Nos últimos anos, as grandes estrelas do mercado normalmente sem graça de alimentos, bebidas e bens embalados vêm sendo os produtos vendidos como “naturais”.

Os consumidores, cada vez mais cautelosos com alimentos, bebidas e outros bens excessivamente processados ou cheios de substâncias químicas manufaturadas, estão pagando preços mais altos por produtos naturais, desde sucos de fruta e cereais até xampus e lenços descartáveis para bebês.

Uma série de ações judiciais e esforços de grupos de defesa dos consumidores mostram, no entanto, que o que uns chamam de “natural” pode, na verdade, ser algo como metilisotiazolinona.

O problema, segundo grupos de consumidores e mesmo alguns fabricantes, é que não há uma definição legal ou regulamentada do que pode ser considerado “natural”.

O debate, em muitos aspectos, ecoa a luta da década de 1990 em torno da palavra “orgânico”, que os fabricantes de alimentos usaram livremente, frustrando os consumidores que tentavam entender o que estava acontecendo.

O Departamento de Agricultura dos Estados Unidos, encarregado de criar um programa de “orgânicos”, foi incomodado por consumidores, fazendeiros, fabricantes e estados enquanto desenvolvia a definição, as diretrizes e o processo de certificação.

Na última década, enquanto os reguladores avaliavam a necessidade de definir o termo “natural”, a falta de clareza resultou em um ambiente livre e conturbado.

De um lado estão as empresas, que querem ganhar dinheiro com o desejo dos consumidores de pagar cada vez mais por produtos naturais, colocando rótulos “tudo natural” neles. Às vezes, as alegações foram além dos limites da credulidade – como o refrigerante “todo natural” 7UP, as Pop-Tarts “Preparadas com Frutas de Verdade” e a limonada Crystal Light “Natural”. (Alguns rótulos como esses acabaram sendo alterados.)

Do outro, há uma série de advogados dos consumidores – apelidados de “bancada da comida” – que já entraram com mais de 300 ações judiciais conjuntas nos últimos três anos. Esses processos envolvem alegações de uso incorreto do termo “natural” em rótulos de alimentos, entre outras descrições.

E, cada vez mais, as ações judiciais estão indo além dos alimentos e focando em bens de consumo como lenços descartáveis para bebês e produtos de limpeza.
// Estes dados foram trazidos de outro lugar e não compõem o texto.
PR #566, opened 2018-02-19
Update cypress version to 2.0.2 - Closes #563

### LINKED ISSUE #563: Update cypress dependency
We're still using a 0.x version, but v1.x is out.

shuse2:
Closes #563


willclarktech:
@shuse2 Can you correct the spelling in the commit message?

cypress/plugins/index.js
```diff
@@ -0,0 +1,18 @@
...
+// ***********************************************************
+
+// This function is called when a project is opened or re-opened (e.g. due to
+// the project's config changing)
+
+module.exports = () => {
+	// module.exports = (on, config) => {
+	// `on` is used to hook into various events Cypress emits
+	// `config` is the resolved Cypress config
+};
```
willclarktech: Do we need this file?

shuse2: It is auto generated, so I think it would be better to keep it.

willclarktech: Why not add it to `.gitignore` and add it to vcs when necessary (if ever)?

shuse2: sounds good to me 👍

PR #584, opened 2018-03-06
Check amount in getTransactionBytes - Closes #543

### LINKED ISSUE #543: Confirm use of e.g. Buffer.alloc in getTransactionBytes
Child Issue of https://github.com/LiskHQ/lisk-js/issues/502

willclarktech:
### What was the problem?

We allowed all amounts as inputs to GTB.

### How did I fix it?

Added checks for amount range. We might want to extend this to other properties too?

### Review checklist

* The PR solves #543 
* Linting passes
* Tests pass
* Commit messages follow the

### DIFF
--- a/src/transactions/utils/getTransactionBytes.js
+++ b/src/transactions/utils/getTransactionBytes.js
@@ -14,6 +14,7 @@
  */
 import bignum from 'browserify-bignum';
 import cryptography from 'cryptography';
+import { MAX_TRANSACTION_AMOUNT } from 'constants';
 
 export const isValidValue = value => ![undefined, false, NaN].includes(value);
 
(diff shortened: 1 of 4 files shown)


src/transactions/utils/getTransactionBytes.js
```diff
@@ -14,6 +14,7 @@
  */
 import bignum from 'browserify-bignum';
 import cryptography from 'cryptography';
+import { MAX_TRANSACTION_AMOUNT } from '../../constants';
```
shuse2: Prefer using alias
`import { MAX_TRANSACTION_AMOUNT } from 'constants';`

src/transactions/utils/getTransactionBytes.js
```diff
@@ -179,7 +180,16 @@ const getTransactionBytes = transaction => {
 			)
 		: Buffer.alloc(BYTESIZES.RECIPIENT_ID);
 
-	const transactionAmount = bignum(amount).toBuffer({
+	const amountBigNum = bignum(amount);
+	if (amountBigNum.lt(0)) {
```
shuse2: is `0` allowed considering the fee?

Tosch110: Amount !== fee - but in general that is a good question.

Only type 0, 6 and 7 transactions have a configurable amount, else it will be default to 0.

shuse2:
LGTM

PR #596, opened 2018-03-09
Update liskAPI constructor and added factory methods - Closes #588

### LINKED ISSUE #588: Refactor constructor of LiskAPI
### Description

Limit the constructor options to what actually needed.

#### Change name
`LiskAPI` => `HttpClient`

#### Limit constructor options
nodes: [string] (required)
nethash: string (required)
node: string default select from nodes
bannedNodes: [string] default []
verion: string default 1.0.0
minVersion: string default 1.0.0
randomizeNode: boolean default true

#### Add factory method
- Add getLiskMainnetHttpClient()
- Add getLiskTestnetHttpClient()
which returns a new HTTP client instance with each settings.

#### Separate headers
- `version`, `minVersion` and `nethash` is the only thing should be changed for headers
#### ssl/testnets and default settings
- `ssl` and `testnet` should be indicated by `nodes` (e.g. ['https://testnet.io:443`, 'http://testnet.io:7001'])
- it is a library, so it should not depends on `config.json`, it should be default constants.

### Versions

v1.0.0 branch

shuse2:
### What was the problem?
In liskAPI, there was a lot of properties, and some of them had sideeffects when it's changed.

### How did I fix it?
Refactor LiskAPI constructor and properties to be used in more generic ways.

### Review checklist 

* The PR solves #588
* Linting passes
* Tests pass
* Commit messages follow the


src/api_client/api_client.js
```diff
@@ -0,0 +1,112 @@
...
+	Object.assign({}, commonHeaders, {
+		nethash,
+		version,
+		minVersion,
+	});
+
+export default class APIClient {
+	constructor(nodes, nethash, providedOptions = {}) {
+		if (!Array.isArray(nodes) || nodes.length <= 0) {
+			throw Error('Require nodes to be initialized.');
```
willclarktech: Prefer `new` syntax. Also message could be improved. Maybe `APIClient requires nodes for initialization.`?

src/api_client/api_client.js
```diff
@@ -0,0 +1,112 @@
...
+		}
+
+		if (typeof nethash !== 'string' || nethash === '') {
+			throw Error('Require nethash to be initialized.');
```
willclarktech: As above.

src/api_client/api_client.js
```diff
@@ -0,0 +1,112 @@
...
+	hasAvailableNodes() {
+		return this.nodes.some(node => !this.isBanned(node));
+	}
+
+	isBanned(node) {
+		return this.bannedNodes.includes(node);
+	}
+}
+
+export const getMainnetClient = options =>
```
willclarktech: How about `createMainnetAPIClient`?

src/api_client/api_client.js
```diff
@@ -0,0 +1,112 @@
...
+	new APIClient(MAINNET_NODES, MAINNET_NETHASH, options);
+
+export const getTestnetClient = options =>
```
willclarktech: As above.

src/api_client/index.js
```diff
@@ -13,6 +13,7 @@
  *
  */
 
-import liskAPI from './liskApi';
+import APIClient from './api_client';
 
-export default liskAPI;
+export default APIClient;
+export { getMainnetClient, getTestnetClient } from './api_client';
```
willclarktech: Prefer the following syntax:
```
export {
    default as APIClient,
    getMainnetClient,
    getTestnetClient,
} from './api_client';
```

src/api_client/package.json
```diff
@@ -0,0 +1,3 @@
+{
+	"name": "apiClient"
```
willclarktech: Is this the capitalization style we want?

src/api_client/apiResource.js
```diff
@@ -16,20 +16,20 @@
 import * as popsicle from 'popsicle';
 
 export default class APIResource {
-	constructor(liskAPI) {
-		if (!liskAPI) {
-			throw Error('Require LiskAPI instance to be initialized.');
+	constructor(apiClient) {
+		if (!apiClient) {
+			throw Error('Require APIClient instance to be initialized.');
```
willclarktech: As below.

src/constants/index.js
```diff
@@ -42,5 +42,16 @@ export const MAX_TRANSACTION_AMOUNT = '18446744073709551615';
 
 export const TESTNET_NETHASH =
 	'da3ed6a45429278bac2666961289ca17ad86595d33b31037615d4b8e8f158bba';
+export const TESTNET_NODES = ['testnet.lisk.io'];
```
willclarktech: Should we fill this out with more?

src/index.js
```diff
@@ -26,4 +26,11 @@ naclFactory.instantiate(nacl => {
 	naclInstance = nacl;
 });
 
-export default { cryptography, transaction, API, time, passphrase };
+export default {
+	APIClient,
+	apiUtils: { getMainnetClient, getTestnetClient },
```
willclarktech: We should be consistent with the pattern used in transactions for utils.

test/api_client/api_client.js
```diff
@@ -0,0 +1,330 @@
...
+		});
+
+		it('should throw an error if no second argument is passed to constructor', () => {
+			return (() => new APIClient(defaultNodes)).should.throw(
+				Error,
+				'Require nethash to be initialized.',
+			);
+		});
+
+		it('should throw an error if second argument is passed to constructor is not string', () => {
```
willclarktech: `should throw an error if second argument passed to constructor is not string`. Also applies to other tests.

test/api_client/api_client.js
```diff
@@ -0,0 +1,330 @@
...
+		});
+
+		it('should throw an error if second argument is passed to constructor is empty string', () => {
+			return (() => new APIClient(defaultNodes, '')).should.throw(
+				Error,
+				'Require nethash to be initialized.',
+			);
+		});
+
+		it('should throw an error if second argument is passed to constructor is empty string', () => {
```
willclarktech: Duplicates previous test.

test/api_client/api_client.js
```diff
@@ -0,0 +1,330 @@
...
+			it('should set with passed nethash, with default options', () => {
+				return apiClient.should.have
+					.property('headers')
+					.and.eql(defaultHeaders);
+			});
+
+			it('should set custom headers with supplied options', () => {
+				apiClient = new APIClient(defaultNodes, testnetHash, {
+					version: '0.5.0',
+					minVersion: '>=0.1.0',
```
willclarktech: Would perhaps be clearer to extract these values from `customHeaders` here.

test/api_client/api_client.js
```diff
@@ -0,0 +1,330 @@
...
+				});
+				return apiClient.should.have.property('headers').and.eql(customHeaders);
+			});
+		});
+
+		describe('nodes', () => {
+			it('should set with random node with initialized setup if no node is specified by options', () => {
```
willclarktech: This description doesn't match what's tested.

src/api_client/api_client.js
```diff
@@ -0,0 +1,112 @@
...
+		this.voters = new resources.VotersResource(this);
+		this.votes = new resources.VotesResource(this);
+	}
+
+	getNewNode() {
+		const nodes = this.nodes.filter(node => !this.isBanned(node));
+
+		if (nodes.length === 0) {
+			throw new Error(
+				'Cannot get random node: all relevant nodes have been banned.',
```
willclarktech: `Cannot get new node: all nodes have been banned.`

src/api_client/api_client.js
```diff
@@ -0,0 +1,112 @@
...
+			);
+		}
+
+		const randomIndex = Math.floor(Math.random() * nodes.length);
+		return nodes[randomIndex];
+	}
+
+	banActiveNode() {
```
willclarktech: Do we want a method for banning a passed node directly? Then `banActiveNode` could make use of that method.

src/api_client/api_client.js
```diff
@@ -0,0 +1,112 @@
...
+		if (!this.isBanned(this.currentNode)) {
+			this.bannedNodes.push(this.currentNode);
+			return true;
+		}
+		return false;
+	}
+
+	banActiveNodeAndSelect() {
```
willclarktech: Does `Select` match our terminology now?

test/api_client/api_client.js
```diff
@@ -0,0 +1,329 @@
...
+				apiClient = new APIClient(defaultNodes, mainnetHash, { bannedNodes });
+				return apiClient.should.have
+					.property('bannedNodes')
+					.be.eql(bannedNodes);
+			});
+		});
+
+		describe('currentNode', () => {
+			it('should set with random node with initialized setup if no node is specified by options', () => {
+				return apiClient.should.have.property('currentNode').and.not.empty;
```
willclarktech: `.and.not.be.empty` or `.which.is.not.empty`

test/api_client/api_client.js
```diff
@@ -0,0 +1,329 @@
...
+			return apiClient.isBanned(currentNode).should.be.true;
+		});
+
+		it('should not duplicate a banned node', () => {
+			const bannedNodes = [currentNode];
+			apiClient.bannedNodes = bannedNodes;
+			apiClient.banActiveNode();
+
+			return apiClient.bannedNodes.should.be.eql(bannedNodes);
+		});
```
willclarktech: Do we want tests for return values here? We do use them elsewhere now.

test/api_client/resources/delegates.js
```diff
@@ -55,7 +55,12 @@ describe('DelegatesResource', () => {
 		});
 
 		it('should have methods', () => {
-			return resource.should.have.keys('liskAPI', 'path', 'get', 'getStandby');
+			return resource.should.have.keys(
```
willclarktech: This will be sorted after rebasing, right?

shuse2: yes!

src/api_client/index.js
shuse2: I think this would have different result.
`APIClient` is not exported as default anymore

src/api_client/api_client.js
shuse2: I think so since it's `selecting` into `currentNode`

src/api_client/index.js
willclarktech: Ah yeah, fair point.

test/api_client/api_client.js
shuse2: Already resolved

src/index.js
shuse2: do u mean changing `apiUtils` to some other name?

willclarktech: I mean in `transactions` we have a `.utils` property for accessing transactions utils.

src/index.js
```diff
@@ -26,4 +26,10 @@ naclFactory.instantiate(nacl => {
 	naclInstance = nacl;
 });
 
-export default { cryptography, transaction, API, time, passphrase };
+export default {
+	APIClient,
+	cryptography,
+	passphrase,
+	transaction,
+	time,
```
Tosch110: `time` should already be part of `transaction.utils` - what we need here is exporting the `lisk-constants` module.

PR #597, opened 2018-03-09
Update constants to lisk-constants - Closes #589

### LINKED ISSUE #589: Refactor constants package
### Description

constants for specific package should be defined in each package.

e.g. `GET`, `POST` etc

### Versions

v1.0.0 branch

shuse2:
### What was the problem?
- Package specific constants were exposed to global
- Package `constants` had conflict with node build-in package name

### How did I fix it?
- change package name to `lisk-constants`
- move package specific constants to `constants.js`

### Review checklist 

* The PR solves #589
* Linting passes
* Tests pass
* Commit messages follow the

### DIFF
--- a/src/lisk-constants/index.js
+++ b/src/lisk-constants/index.js
@@ -28,14 +28,6 @@ export const EPOCH_TIME = new Date(Date.UTC(2016, 4, 24, 17, 0, 0, 0));
 export const EPOCH_TIME_MILLISECONDS = EPOCH_TIME.getTime();
 export const EPOCH_TIME_SECONDS = Math.floor(EPOCH_TIME.getTime() / 1000);
 
-export const LIVE_PORT = '8000';
-export const TEST_PORT = '7000';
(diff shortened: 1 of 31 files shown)


src/lisk-constants/index.js
```diff
@@ -28,13 +28,6 @@ export const EPOCH_TIME = new Date(Date.UTC(2016, 4, 24, 17, 0, 0, 0));
 export const EPOCH_TIME_MILLISECONDS = EPOCH_TIME.getTime();
```
willclarktech: Maybe fees are specific to the `transactions` module? They are part of the protocol though. Thoughts @Tosch110 ?

Tosch110: I think it makes sense especially considering the near planned future, to put it into the `transactions` module. I can see that these constants get replaced by functions. They will be gathering data about transaction fees according to last transactions accepted by the network. Those functions will probably be part of the `transactions` module, too.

Entre as marcas que vêm enfrentando desafios legais estão várias que há muito tempo anunciam o uso de ingredientes naturais: os desodorantes e pastas de dente da marca Tom’s of Maine, detergentes e sabões da Honest Co., molhos de salada da Annie’s Homegrown, sorvetes da Breyers e da Ben & Jerry’s, hidratantes faciais da Aveeno e sabonetes da Seventh Generation.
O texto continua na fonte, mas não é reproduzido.